Vonshak, O., Divon, Y., Förste, S., Garenne, D., Noireaux, V., Lipowsky, R., et al. (2020). Programming multi-protein assembly by gene-brush patterns and two-dimensional compartment geometry. Nature Nanotechnology, 15(9), 783-791. doi:10.1038/s41565-020-0720-7.


Cite as: https://hdl.handle.net/21.11116/0000-0006-CE55-3
Abstract
The assembly of protein machines in cells is precise, rapid, and coupled to protein synthesis with regulation in space and time. The assembly of natural and synthetic nanomachines could be similarly controlled by genetic programming outside the cell. Here, we present quasi-two-dimensional (2D) silicon compartments that enable programming of protein assembly lines by local synthesis from surface-immobilized DNA brushes. Using this platform, we studied the autonomous synthesis and assembly of a structural complex from a bacteriophage and a bacterial RNA-synthesizing machine.

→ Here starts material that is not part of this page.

PR #2031, opened 2018-07-31
[Discipline Priest] Mastery

karlpralow:
Complete Rework of the old mastery module since it didn't count absorb effects. The main issue of absorb effects and mastery is we need to know when an absorb occurs if the initial application was buffed or not.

Local synthesis and surface capture of complexes provided high assembly yield and sensitive detection of spatially resolved assembly intermediates, with the 3D geometry of the compartment and the 2D pattern of brushes dictating the yield and mode of assembly steps. Localized synthesis of proteins in a single gene brush enhances their interactions, and displacement of their genes in separated brushes leads to step-by-step surface assembly. This methodology enables spatial regulation of protein synthesis, and deciphering, reconstruction and design of biological machine assembly lines.